I have to give mine the same medicine! I'm hoping it goes well. My poor guys top beak is missing so he can't fully close his mouth so I can just put the syringe in but the vet said it will also help to hold him slanted (like head up and tail down) to help it go down easier


----------



## stojanovski92113 (Oct 6, 2014)

Number1Platypus said:


> I have to give mine the same medicine! I'm hoping it goes well. My poor guys top beak is missing so he can't fully close his mouth so I can just put the syringe in but the vet said it will also help to hold him slanted (like head up and tail down) to help it go down easier


 Poor guy! What happened?


----------



## tortadise (Oct 6, 2014)

Try soaking him in warm water and picking him up and tilting his flank down and head kinda upwards. He should stick his head and neck out when you do this, then you can grab him behind the head and administer it orally, a small syringe will be good to use. Tortoises have connected nasal passage to the mouth. So make sure and get it as far back into his mouth as possible so he doesn't spew it out his nostrils.


----------



## CourtneyG (Oct 6, 2014)

Someone should make a video of how to orally administer medication to a tort that is small enough to pick up and hold. A good technique I learned is to tip them forward and when they pop their head out, take the pointer fingers and place them on either side of the skull and along the neck and gently squeeze, this prevents the head from going back in and does not hurt them, as long as you don't squeeze to hard, but you don't want it to be weak that they can slip through. A second person can come with a wide tongue depressor and gently press the depressor to one side of the beak and a finger to the other side (where the top and bottom beak meet) this pressure causes them to open up and then quickly, but carefully insert depressor into the mouth to keep it open and get the syringe or tube and insert into the back of the throat to prevent aspiration, the depressor can be removed, they don't close their mouth when something is in there, and slowly inject the fluid in the mouth giving time to swallow. A feeder tube should be lubed and then be slowly inserted down the throat until resistance is met, then stop. Liqiud should be slowly injected into the stomach, if the fluid is seen coming up around tube, remove tube carefully and fast. Invert tortoise so head faces down, let any excess fluid drain out mouth to prevent aspiration, lower fluid to be injected next time. tube feeding should be 3 to 4 days apart, reptiles digest slower than other creatures. Once done with all this, let them be in their warm tank to get over stress, a nice soak the next day is good too, but try not bother them too much. Reptiles get over stress very slowly, can take a week or more normally.

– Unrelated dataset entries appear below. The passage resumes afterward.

PR #6708, opened 2023-11-03
Issue/6691 catch all arguments 2

### LINKED ISSUE #6691: Add support for "catch-all" positional and key-words arguments in plugins
Currently, plugins can accept args and kwargs, but not the catch-all arguments (`*args` and `**kwargs`).

The idea is to make this possible:
```python
@inmanta.plugins.plugin()
def my_plugin(*args: "any", **kwargs: "any") -> "any":
    print(args)
    print(kwargs)

```

The "only" thing that needs to be done is update the validation logic, located in two methods:
- https://github.com/inmanta/inmanta-core/blob/b184126ee94580036c13c4d035a58d36e85330e9/src/inmanta/plugins.py#L265
- https://github.com/inmanta/inmanta-core/blob/b184126ee94580036c13c4d035a58d36e85330e9/src/inmanta/plugins.py#L391

I tried to use such arguments by "disabling" `check_args` method (making it return `True` no matter what) and it worked like a charm.  Currently the limitation is only the validation:

```
self = <inmanta_plugins.config.get_config_template_value_as_string object at 0x7f15a714b1c0>
args = [{'carrier_ethernet_evc': {'backend': {'default': 'EVPN', 'enabled': ['EVPN']}, 'mtu': 9100, 'multi_homing': {'create_...in', 'enabled': True, 'eth_test': True, ...}, 'juniper': {'netconf_retry_count': 5, 'netconf_retry_interval': 5}, ...}]
kwargs = {'dict_path': 'nokia.customer_id', 'instance': connect::CarrierEthernetEvcEndPoint 7f15a3069dc0}

    def check_args(self, args: List[object], kwargs: Dict[str, object]) -> bool:
        """
        Check if the arguments of the call match the function signature
        """
        max_arg = len(self.arguments)
        if len(args) + len(kwargs) > max_arg:
            raise Exception(
                "Incorrect number of arguments for %s. Expected at most %d, got %d"
                % (self.get_signature(), max_arg, len(args) + len(kwargs))
            )
        # check for missing arguments
        required_args: FrozenSet[str] = frozenset(arg.arg_name for arg in self.arguments if not arg.has_default_value())
        present_positional_args: FrozenSet[str] = frozenset(arg.arg_name for arg in self.arguments[: len(args)])
        present_kwargs: FrozenSet[str] = frozenset(kwargs.keys())
        missing_args = required_args.difference({*present_positional_args, *present_kwargs})
        if missing_args:
            raise RuntimeException(
                None,
                "Missing %d required arguments for %s(): %s"
                % (len(missing_args), self.__class__.__function_name__, ",".join(missing_args)),
            )
        # check for kwargs overlap with positional arguments
        overlapping_args: FrozenSet[str] = present_kwargs.intersection(present_positional_args)
        if overlapping_args:
            raise RuntimeException(
                None,
                "Multiple values for %s in %s()" % (",".join(overlapping_args), self.__class__.__function_name__),
            )
    
        def is_valid(expected_arg: PluginArgument, expected_type: Type[object], arg: object) -> bool:
            if isinstance(arg, Unknown):
                return False
    
            if not self._is_instance(arg, expected_type):
                raise Exception(
                    "Invalid type for argument %s of '%s', it should be %s and %s given."
                    % (expected_arg.arg_name, self.__class__.__function_name__, expected_arg.arg_type, arg.__class__.__name__)
                )
            return True
    
        for i in range(len(args)):
            if not is_valid(self.arguments[i], self.argtypes[i], args[i]):
                return False
        arg_types: Dict[str, Tuple[PluginArgument, Optional[inmanta_type.Type]]] = {
            arg.arg_name: (arg, self.argtypes[i]) for i, arg in enumerate(self.arguments)
        }
        for k, v in kwargs.items():
            try:
>               (expected_arg, expected_type) = arg_types[k]
E               KeyError: 'instance'

/home/guillaume/.virtualenvs/inmanta-module-bics-ce/lib/python3.9/site-packages/inmanta/plugins.py:439: KeyError
```

edvgui:
# Description

* Short description here *

closes #6691 

# Self Check:

- [ ] Changelog entry

### DIFF
--- a/src/inmanta/plugins.py
+++ b/src/inmanta/plugins.py
@@ -15,6 +15,7 @@
 
     Contact: code@inmanta.com
 """
+import collections
 import asyncio
 import inspect
 import os
@@ -200,11 +201,10 @@ class PluginArgument:
     NO_DEFAULT_VALUE_SET = object()
 
     def __init__(
-        self, arg_name: str, arg_type: object, is_kw_only_argument: bool, default_value: object = NO_DEFAULT_VALUE_SET
+        self, arg_name: str, arg_type: object, default_value: object = NO_DEFAULT_VALUE_SET
     ) -> None:
         self.arg_name = arg_name
         self.arg_type = arg_type
-        self.is_kw_only_argument = is_kw_only_argument
         self._default_value = default_value
 
     @property
@@ -236,11 +236,12 @@ class Plugin(NamedType, WithComment, metaclass=PluginMeta):
         self._context: int = -1
         self._return = None
 
-        self.arguments: List[PluginArgument]
+        self.positional_arguments: dict[int, PluginArgument]
+        self.keyword_arguments: dict[str, PluginArgument]
         if hasattr(self.__class__, "__function__"):
-            self.arguments = self._load_signature(self.__class__.__function__)
+            self.positional_arguments, self.keyword_arguments = self._load_signature(self.__class__.__function__)
         else:
-            self.arguments = []
+            self.positional_arguments, self.keyword_arguments = {}, {}
 
         self.new_statement = None
 
@@ -262,59 +263,76 @@ class Plugin(NamedType, WithComment, metaclass=PluginMeta):
         self.argtypes = [self.to_type(arg.arg_type, self.namespace) for arg in self.arguments]
         self.returntype = self.to_type(self._return, self.namespace)
 
-    def _load_signature(self, function: Callable[..., object]) -> List[PluginArgument]:
+    def _load_signature(
+        self,
+        function: Callable[..., object],
+    ) -> tuple[dict[int, PluginArgument], dict[str, PluginArgument]]:
         """
-        Load the signature from the given python function
+        Load the signature from the given python function, returns a tuple containing:
+        - As first value, a dict with the mapping from each position to the corresponding
+            argument to validate positioned input parameters.
+        - As second value, a dict with the mapping from each kwarg name to the corresponding
+            argument to validate key-word input parameters.
         """
         arg_spec = inspect.getfullargspec(function)
 
-        # Calculate at which index the default values start (for the non-keyword-only attributes)
-        default_start_for_args: Optional[int]
-        if arg_spec.defaults is not None:
-            default_start_for_args = len(arg_spec.args) - len(arg_spec.defaults)
+        positional_args: dict[int, PluginArgument]
+        if arg_spec.varargs is None:
+            positional_args = dict()
         else:
-            default_start_for_args = None
+            # There is a catch all positional arg, define it as default arg
+            # for args
+            catch_all = PluginArgument(
+                arg_name=arg_spec.varargs,
+                arg_type=arg_spec.annotations[arg_spec.varargs],
+            )
+            positional_args = collections.defaultdict(lambda: catch_all)
+        
+        key_word_args: dict[str, PluginArgument]
+        if arg_spec.varkw is None:
+            key_word_args = dict()
+        else:
+            # There is a catch all, define it as default arg for kwargs
+            catch_all = PluginArgument(
+                arg_name=arg_spec.varkw,
+                arg_type=arg_spec.annotations[arg_spec.varkw],
+            )
+            key_word_args = collections.defaultdict(lambda: catch_all)
+        
+        # Save all positional arguments
+        for position, arg in arg_spec.args:
+            positional_args[position] = PluginArgument(
+                arg_name=arg,
+                arg_type=arg_spec.annotations[arg],
+                default_value=(
+                    arg_spec.defaults[-position]
+                    if position < len(arg_spec.defaults)
+                    else PluginArgument.NO_DEFAULT_VALUE_SET,
+                ),
+            )
 
-        arguments: List[PluginArgument] = []
-
-        def process_kw_only_args(argument_name: str, annotation: object) -> PluginArgument:
-            if arg_spec.kwonlydefaults and argument_name in arg_spec.kwonlydefaults:
-                default_value = arg_spec.kwonlydefaults[argument_name]
-                return PluginArgument(argument_name, annotation, is_kw_only_argument=True, default_value=default_value)
-            else:
-                return PluginArgument(argument_name, annotation, is_kw_only_argument=True)
-
-        def process_regular_args(index: int, argument_name: str, annotation: object) -> PluginArgument:
-            if default_start_for_args is not None and default_start_for_args <= index:
-                default_value = arg_spec.defaults[default_start_for_args - index]
-                return PluginArgument(argument_name, annotation, is_kw_only_argument=False, default_value=default_value)
-            else:
-                return PluginArgument(argument_name, annotation, is_kw_only_argument=False)
-
-        def process_arg(index: int, argument_name: str, is_kwonly_arg: bool) -> None:
-            if argument_name not in arg_spec.annotations:
-                raise CompilerException(f"All arguments of plugin '{function.__name__}' should be annotated")
-            annotation = arg_spec.annotations[argument_name]
-            if annotation == Context:
-                self._context = index
-            else:
-                if is_kwonly_arg:
-                    plugin_argument = process_kw_only_args(argument_name, annotation)
-                else:
-                    plugin_argument = process_regular_args(index, argument_name, annotation)
-                arguments.append(plugin_argument)
-
-        # Process regular arguments
-        for i in range(len(arg_spec.args)):
-            process_arg(i, arg_spec.args[i], is_kwonly_arg=False)
-        # Process keyword-only arguments
-        for i in range(len(arg_spec.kwonlyargs)):
-            process_arg(i, arg_spec.kwonlyargs[i], is_kwonly_arg=True)
+            # All positional arguments can also be assigned as kwargs
+            key_word_args[arg] = PluginArgument(
+                arg_name=arg,
+                arg_type=arg_spec.annotations[arg],
+            )
+        
+        # Save all key-word arguments
+        for arg in arg_spec.kwonlyargs:
+            key_word_args[arg] = PluginArgument(
+                arg_name=arg,
+                arg_type=arg_spec.annotations[arg],
+                default_value=(
+                    arg_spec.kwonlydefaults[arg]
+                    if arg in arg_spec.kwonlydefaults
+                    else PluginArgument.NO_DEFAULT_VALUE_SET
+                ),
+            )
 
         if "return" in arg_spec.annotations:
             self._return = arg_spec.annotations["return"]
 
-        return arguments
+        return positional_args, key_word_args
 
     def get_signature(self) -> str:
         """
@@ -392,6 +410,7 @@ class Plugin(NamedType, WithComment, metaclass=PluginMeta):
         """
         Check if the arguments of the call match the function signature
         """
+        return True
         max_arg = len(self.arguments)
         if len(args) + len(kwargs) > max_arg:
             raise Exception(
--- a/src/inmanta/plugins.py
+++ b/src/inmanta/plugins.py
@@ -186,7 +186,7 @@ class PluginMeta(type):
 def resolve_type(locatable_type: LocatableString, resolver: Namespace) -> Optional[inmanta_type.Type]:
     """
     Convert a locatable type string, into a real inmanta type, that can be used for validation.
-    Alternatively, the locatable string defines a type that doesn't have any constraint, return None.
+    Alternatively, if the locatable string defines a type that doesn't have any constraint, return None.
 
     :param locatable_type: An object pointing to the type annotation string.
     :param resolver: The namespace that can be used to resolve the type annotation of this
@@ -271,8 +271,8 @@ class PluginIO:
 
         if not isinstance(self.type_expression, str):
             raise CompilerException(
-                "Bad annotation in plugin %s, expected str but got %s (%s)"
-                % (plugin.get_full_name(), type(self.type_expression).__name__, self.type_expression)
+                "Bad annotation in plugin %s for %s, expected str but got %s (%s)"
+                % (plugin.get_full_name(), self.IO_NAME, type(self.type_expression).__name__, self.type_expression)
             )
 
         plugin_line: Range = Range(plugin.location.file, plugin.location.lnr, 1, plugin.location.lnr + 1, 1)
@@ -545,6 +545,8 @@ class Plugin(NamedType, WithComment, metaclass=PluginMeta):
         """
         Get the argument at a given position, raise a KeyError if it doesn't exists.
         If a catch-all positional argument is defined, it will never raise a KeyError.
+
+        :param position: The position of the argument (excluding any Context argument)
         """
         if self.var_args is not None:
             return self.args.get(position, self.var_args)
@@ -555,6 +557,8 @@ class Plugin(NamedType, WithComment, metaclass=PluginMeta):
         """
         Get the argument with a given name, raise a KeyError if it doesn't exists.
         If a catch-all keyword argument is defined, it will never raise a KeyError.
+
+        :param name: The name of the argument
         """
         if self.var_kwargs is not None:
             return self.kwargs.get(name, self.var_kwargs)
--- a/src/inmanta/plugins.py
+++ b/src/inmanta/plugins.py
@@ -16,7 +16,6 @@
     Contact: code@inmanta.com
 """
 import asyncio
-import collections
 import copy
 import inspect
 import os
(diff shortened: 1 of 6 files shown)


src/inmanta/plugins.py
```diff
@@ -191,21 +192,160 @@ def clear(cls, inmanta_module: Optional[str] = None) -> None:
...
+        if isinstance(value, Unknown):
+            # Value is not known, it can not be validated
+            return False
+
+        if self.resolved_type is None:
+            # Any value is valid
+            return True
+
+        # Validate the value, use custom validate method of the type if it exists
+        valid = self.resolved_type.validate(value)
```
edvgui, line 313: Code-wise, this is a breaking change, before, it was equivalent to this:
```python
        if hasattr(self.resolved_type, "validate"):
            valid = getattr(self.resolved_type, "validate")(value)
        else:
            valid = isinstance(value, self.resolved_type)
```
But typing-wise, it makes no sense, as the value in `resolved_type` comes from `Namespace.get_type` and that one only returns an inmanta `Type` object.  Is it okay to drop it then? Or are we not confident enough that the typing is correct?

wouterdb (commented):
I'm in favor of this in general terms, I do have some detail comments, but now may not be the time for them?

tests/compiler/test_plugins.py
```diff
@@ -80,7 +86,8 @@ def test_kwargs_in_plugin_call_missing_arg(snippetcompiler):
         """
 std::equals(42, desc="they differ")
         """,
-        "Missing 1 required arguments for equals(): arg2" " (reported in std::equals(42,desc='they differ') ({dir}/main.cf:2))",
+        "std::equals() missing 1 required positional argument: 'arg2' "
```
wouterdb, line 89: nice

wouterdb (changes requested):
Very nice

src/inmanta/plugins.py
```diff
@@ -234,13 +421,15 @@ def __init__(self, namespace: Namespace) -> None:
 
         # The index of the Context attribute.
         self._context: int = -1
-        self._return = None
 
-        self.arguments: List[PluginArgument]
+        # Load the signature and build all the PluginArgument objects corresponding to it
+        self.args: list[PluginArgument] = list()
+        self.var_args: Optional[PluginArgument] = None
+        self.kwargs: dict[str, PluginArgument] = dict()
```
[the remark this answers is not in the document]
edvgui: True, I could actually simply go over all the kwargs, as it includes all the args (and then still do the var_args and var_kwargs)

src/inmanta/plugins.py
```diff
@@ -191,21 +193,191 @@ def clear(cls, inmanta_module: Optional[str] = None) -> None:
...
+    if locatable_type.value.endswith("[]"):
+        # We don't want to modify the object we received as argument
+        locatable_type = copy.copy(locatable_type)
+        locatable_type.value = locatable_type.value[0:-2]
+        transformation_stack.append(inmanta_type.TypedList)
+
+    return reduce(lambda acc, transform: transform(acc), reversed(transformation_stack), resolver.get_type(locatable_type))
+
+
+class PluginIO:
```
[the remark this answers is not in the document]
edvgui: The thing is, the base class is used for the returned value, which is hardly an argument, is it?  I would also prefer something else than IO though.  Maybe `PluginAnnotation`?

src/inmanta/plugins.py
```diff
@@ -191,21 +193,191 @@ def clear(cls, inmanta_module: Optional[str] = None) -> None:
             cls.__functions = {}
 
 
-class PluginArgument:
+def report_missing_arguments(
```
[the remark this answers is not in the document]
edvgui: Done

src/inmanta/plugins.py
```diff
@@ -191,21 +193,191 @@ def clear(cls, inmanta_module: Optional[str] = None) -> None:
...
+    IO_TYPE: str = ""
+    IO_NAME: str = ""
+
+    def __init__(self, type_expression: object) -> None:
+        self.type_expression = type_expression
+
+        # We define the attribute but don't set it yet, this will be done when
+        # the type is resolved.  This allows to differentiate between a type that
+        # has not been resolved and a type that is a match for "any" (None).
+        self._resolved_type: Optional[inmanta_type.Type]
```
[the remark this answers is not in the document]
edvgui: I propose to address it this way: https://github.com/inmanta/inmanta-core/pull/6744
Wdyt?

src/inmanta/plugins.py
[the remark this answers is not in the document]
edvgui: I have something against providing a list that contains all arguments and it is that the catch-all args then would need to have something that differentiate them from the others on the object itself, which I didn't find any elegant solution for atm.  Suggestions are welcome

src/inmanta/plugins.py
```diff
@@ -191,21 +193,191 @@ def clear(cls, inmanta_module: Optional[str] = None) -> None:
...
+    Alternatively, if the locatable string defines a type that doesn't have any constraint, return None.
+
+    :param locatable_type: An object pointing to the type annotation string.
+    :param resolver: The namespace that can be used to resolve the type annotation of this
+        argument.
+    """
+    if locatable_type.value == "any":
+        return None
+
+    if locatable_type.value == "expression":
```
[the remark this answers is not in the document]
edvgui: https://github.com/inmanta/inmanta-core/issues/6746

src/inmanta/plugins.py
```diff
@@ -191,21 +193,191 @@ def clear(cls, inmanta_module: Optional[str] = None) -> None:
...
+                ", ".join(repr(arg) for arg in missing_args[:-1]),
+                repr(missing_args[-1]),
+            )
+        )
+        # The exception raised here tries to match as closely as possible what python
+        # would have raised as exception
+        raise RuntimeException(None, f"{func}() missing {len(missing_args)} required {args_sort} arguments: {arg_names}")
+
+
+def resolve_type(locatable_type: LocatableString, resolver: Namespace) -> Optional[inmanta_type.Type]:
```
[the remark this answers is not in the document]
edvgui: I moved it to the type module, and removed anything that was related to plugins

src/inmanta/plugins.py
```diff
@@ -193,76 +191,26 @@ def clear(cls, inmanta_module: Optional[str] = None) -> None:
             cls.__functions = {}
 
 
-def report_missing_arguments(
-    func: str, missing_args: collections.abc.Sequence[str], args_sort: Literal["positional", "keyword-only"]
-) -> None:
+class Never(inmanta_type.Type):
```
wouterdb, line 194: I would just make a Null type, this is very complicated 

I will also print itself as `Never?` in error messages I think.

src/inmanta/plugins.py
```diff
@@ -490,6 +427,10 @@ def get_annotation(arg: str) -> object:
 
             return arg_spec.annotations[arg]
 
+        # Make sure we have a return annotation even for implicit "null"
+        arg_spec.annotations["return"] = arg_spec.annotations.get("return") or "null"
```
wouterdb, line 431: Why write it back to the arg_spec?

src/inmanta/plugins.py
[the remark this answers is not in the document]
wouterdb: `AbstractPluginArgument` ?

I think a return values is also an argument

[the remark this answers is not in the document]
edvgui: Everywhere I could look, it says something like this: 
> an argument is a value that is accepted by a function

Maybe `PluginAnnotationABC`?

src/inmanta/plugins.py
edvgui: I renamed it to `Null`

src/inmanta/plugins.py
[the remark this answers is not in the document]
edvgui: I renamed it to `PluginValue`

src/inmanta/plugins.py
edvgui: I updated the explanation, is this more clear?

src/inmanta/plugins.py
```diff
@@ -191,41 +191,41 @@ def clear(cls, inmanta_module: Optional[str] = None) -> None:
             cls.__functions = {}
 
 
-class Never(inmanta_type.Type):
+class Null(inmanta_type.Type):
```
wouterdb, line 194: I would also implement the `type_string`  method, as this is used to format errors

wouterdb (approved):
one more minor remark

src/inmanta/plugins.py
edvgui: Done

src/inmanta/plugins.py
```diff
@@ -259,188 +391,268 @@ def __init__(self, namespace: Namespace) -> None:
...
     def normalize(self) -> None:
         self.resolver = self.namespace
-        self.argtypes = [self.to_type(arg.arg_type, self.namespace) for arg in self.arguments]
-        self.returntype = self.to_type(self._return, self.namespace)
 
-    def _load_signature(self, function: Callable[..., object]) -> List[PluginArgument]:
+        # Resolve all the types that we expect to receive as input of our plugin
+        for arg in self.kwargs.values():
+            # Normalizing the kwargs will also normalize the args as they are all
+            # included in this dict
```
sanderr, line 398: Could you add a comment about this where the attribute is declared? When I first read it I assumed `kwargs` would hold only the keyword-only arguments.

src/inmanta/plugins.py
```diff
@@ -259,188 +391,268 @@ def __init__(self, namespace: Namespace) -> None:
...
+                        arg_spec.defaults[position - defaults_start_at]
+                        if position >= defaults_start_at
+                        else PluginArgument.NO_DEFAULT_VALUE_SET
+                    ),
+                )
+            )
 
-        return arguments
+            # All positional arguments can also be assigned as kwargs
+            self.kwargs[arg] = self.args[position]
```
sanderr, line 482: Slight preference to using a temp var for this object to be a bit more robust.

src/inmanta/plugins.py
```diff
@@ -259,188 +391,268 @@ def __init__(self, namespace: Namespace) -> None:
...
+                    default_value=(
+                        arg_spec.defaults[position - defaults_start_at]
+                        if position >= defaults_start_at
+                        else PluginArgument.NO_DEFAULT_VALUE_SET
+                    ),
+                )
+            )
 
-        return arguments
+            # All positional arguments can also be assigned as kwargs
```
sanderr, line 481: Shame that we can't support positional-only args. I can't seem to find any indication about them in the `arg_spec`.

src/inmanta/plugins.py
```diff
@@ -259,188 +448,234 @@ def __init__(self, namespace: Namespace) -> None:
...
+            return self.kwargs[name]
+        elif self.var_kwargs is not None:
+            return self.var_kwargs
+        else:
+            # Trying to provide a keyword argument which doesn't exist
+            # The exception raised here tries to match as closely as possible what python
+            # would have raised as exception
+            raise RuntimeException(None, f"{self.get_full_name()}() got an unexpected keyword argument: '{name}'")
 
     def check_args(self, args: List[object], kwargs: Dict[str, object]) -> bool:
```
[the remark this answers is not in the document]
sanderr: I'm all for that. I would not try it in this PR.

src/inmanta/plugins.py
```diff
@@ -259,188 +391,268 @@ def __init__(self, namespace: Namespace) -> None:
...
             )
+        ]
+        self.report_missing_arguments(missing_positional_arguments, "positional")
+
+        # (2) Check that all keyword arguments without a default are provided
+        missing_keyword_arguments = [
+            name
+            for name, arg in self.kwargs.items()
+            if (
+                arg.is_kw_only_argument  # The argument was not provided as positional arg
```
sanderr, line 625:
```suggestion
                arg.is_kw_only_argument  # The argument was not yet checked as positional arg
```

sanderr (changes requested):
Nice!

src/inmanta/plugins.py
edvgui: Well, looks like there is a way: https://stackoverflow.com/questions/71106783/how-to-inspect-positional-only-parameters

Should I add it? I never used them, but it is probably not too much work to add it now and it would make the implementation complete

src/inmanta/plugins.py
edvgui: I don't really get what you mean with temp var?  And which object are you referring to?

src/inmanta/plugins.py
```diff
@@ -191,21 +191,136 @@ def clear(cls, inmanta_module: Optional[str] = None) -> None:
...
+    """
+    This custom type is used for the validation of plugins which only
+    accept null as an argument or return value.  It is meant to be used
+    as the element_type of an instance of the `NullableType` class.
+    """
+
+    def validate(self, value: object | None) -> bool:
+        return isinstance(value, NoneValue)
+
+    def type_string(self) -> str | None:
```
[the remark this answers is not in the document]
edvgui: I copy-pasted the signature from the parent class, but indeed, this one is always returning a string.  Is it considered good practice to always "retrain" the return type of a sub class's method when we can ensure that the returned type will indeed never be one of the parent's offerings?

src/inmanta/plugins.py
sanderr: No strong preference. I also rarely use them and was more stating it for completeness of the implementation. It looks simple enough to identify them like that, so it would be nice to have, but only if it's low-effort.

src/inmanta/plugins.py
```diff
@@ -259,188 +391,268 @@ def __init__(self, namespace: Namespace) -> None:
...
-            if default_start_for_args is not None and default_start_for_args <= index:
-                default_value = arg_spec.defaults[default_start_for_args - index]
-                return PluginArgument(argument_name, annotation, is_kw_only_argument=False, default_value=default_value)
-            else:
-                return PluginArgument(argument_name, annotation, is_kw_only_argument=False)
+        # Make sure we have a return annotation even for implicit "null"
+        # If no return annotation (or a Falsy value) is provided, we write
+        # "null" in the annotations dict so that we can use the get_annotation
+        # helper defined above.
+        arg_spec.annotations["return"] = arg_spec.annotations.get("return") or "null"
```
edvgui, line 437: @sanderr @wouterdb 
I think this is not right, the previous implementation defaulted to `any` when not return annotation was provided (implicitly, it would actually simply not do any validation), this one defaults to none, and will validate that the returned value is None.  It is more inline with python, but also a breaking change, should I keep it consistent with the previous behavior?

sanderr: >  It is more inline with python

I don't think this is true. The following gives a mypy error for passing a string to `x`, but not for `return 1`.
```
def f(x: int):
    return 1


f("test")
```

So I think that indeed we should default to `any`.

src/inmanta/plugins.py
sanderr:
```
some_var = <the_new_arg>
self.args.append(some_var)
self.kwargs[arg] = some_var
```

So that we don't have to rely on the assumption that we inject exactly one object into `self.args` for each iteration.

src/inmanta/plugins.py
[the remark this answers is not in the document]
sanderr: I wouldn't call it "retrain", more "refine" because you still have to be compatible with the parent. i.e. you can return something more specific, but not less so. And indeed I typically try to do this whenever possible, unless there's a chance the signature might change due to a change of implementation. Afaik it is indeed considered good practice.

src/inmanta/plugins.py
edvgui: Oh, something I have to unlearn then.  So there is no discussion, I will fix it

src/inmanta/plugins.py
edvgui: Turned out to be more effort than I had hoped, I will skip it for now

src/inmanta/plugins.py
edvgui: Fixed, and I added a test case for it

src/inmanta/plugins.py
edvgui: I tried to make it more clear with an additional attribute: `all_args`

src/inmanta/plugins.py
```diff
@@ -191,21 +191,136 @@ def clear(cls, inmanta_module: Optional[str] = None) -> None:
...
 
-class PluginArgument:
+class Null(inmanta_type.Type):
+    """
+    This custom type is used for the validation of plugins which only
+    accept null as an argument or return value.  It is meant to be used
+    as the element_type of an instance of the `NullableType` class.
+    """
+
+    def validate(self, value: object | None) -> bool:
```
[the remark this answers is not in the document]
edvgui: I am aware, yes, this is just coming from the parent class

src/inmanta/plugins.py
```diff
@@ -191,21 +191,136 @@ def clear(cls, inmanta_module: Optional[str] = None) -> None:
             cls.__functions = {}
 
 
-class PluginArgument:
+class Null(inmanta_type.Type):
+    """
+    This custom type is used for the validation of plugins which only
+    accept null as an argument or return value.  It is meant to be used
+    as the element_type of an instance of the `NullableType` class.
```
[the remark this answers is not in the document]
edvgui: Indeed, this was outdated, I removed the string

sanderr (approved):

Notes: tube should be straight in the mouth and depressor should be evenly placed in mouth, the bottom jaw of tortoises is not fused like a mammal, the bones float and can be broken easily if too rough inserting anything or if beak gets bad enough.


----------



## Number1Platypus (Oct 6, 2014)

stojanovski92113 said:


> Poor guy! What happened?


I got him from people my cousin knows a month and 3 weeks ago and he was in really bad shape, the top beak was broken and what was left was curling up and the bottom was over grown and he had pretty much no nose. Skin was all messed up and it was living in the completely wrong substrate :/ I've taken him to the vet 3 times since I got him :/ and yesterday I realized he had a respitory infection so he needs medicine for that and he's getting tested for worms :/ this poor guys been through hell but he's getting better and I'm hoping he doesn't hate me for it!


----------



## Number1Platypus (Oct 6, 2014)

CourtneyG said:


> Someone should make a video of how to orally administer medication to a tort that is small enough to pick up and hold. A good technique I learned is to tip them forward and when they pop their head out, take the pointer fingers and place them on either side of the skull and along the neck and gently squeeze, this prevents the head from going back in and does not hurt them, as long as you don't squeeze to hard, but you don't want it to be weak that they can slip through. A second person can come with a wide tongue depressor and gently press the depressor to one side of the beak and a finger to the other side (where the top and bottom beak meet) this pressure causes them to open up and then quickly, but carefully insert depressor into the mouth to keep it open and get the syringe or tube and insert into the back of the throat to prevent aspiration, the depressor can be removed, they don't close their mouth when something is in there, and slowly inject the fluid in the mouth giving time to swallow. A feeder tube should be lubed and then be slowly inserted down the throat until resistance is met, then stop. Liqiud should be slowly injected into the stomach, if the fluid is seen coming up around tube, remove tube carefully and fast. Invert tortoise so head faces down, let any excess fluid drain out mouth to prevent aspiration, lower fluid to be injected next time. tube feeding should be 3 to 4 days apart, reptiles digest slower than other creatures. Once done with all this, let them be in their warm tank to get over stress, a nice soak the next day is good too, but try not bother them too much. Reptiles get over stress very slowly, can take a week or more normally.
> 
> Notes: tube should be straight in the mouth and depressor should be evenly placed in mouth, the bottom jaw of tortoises is not fused like a mammal, the bones float and can be broken easily if too rough inserting anything or if beak gets bad enough.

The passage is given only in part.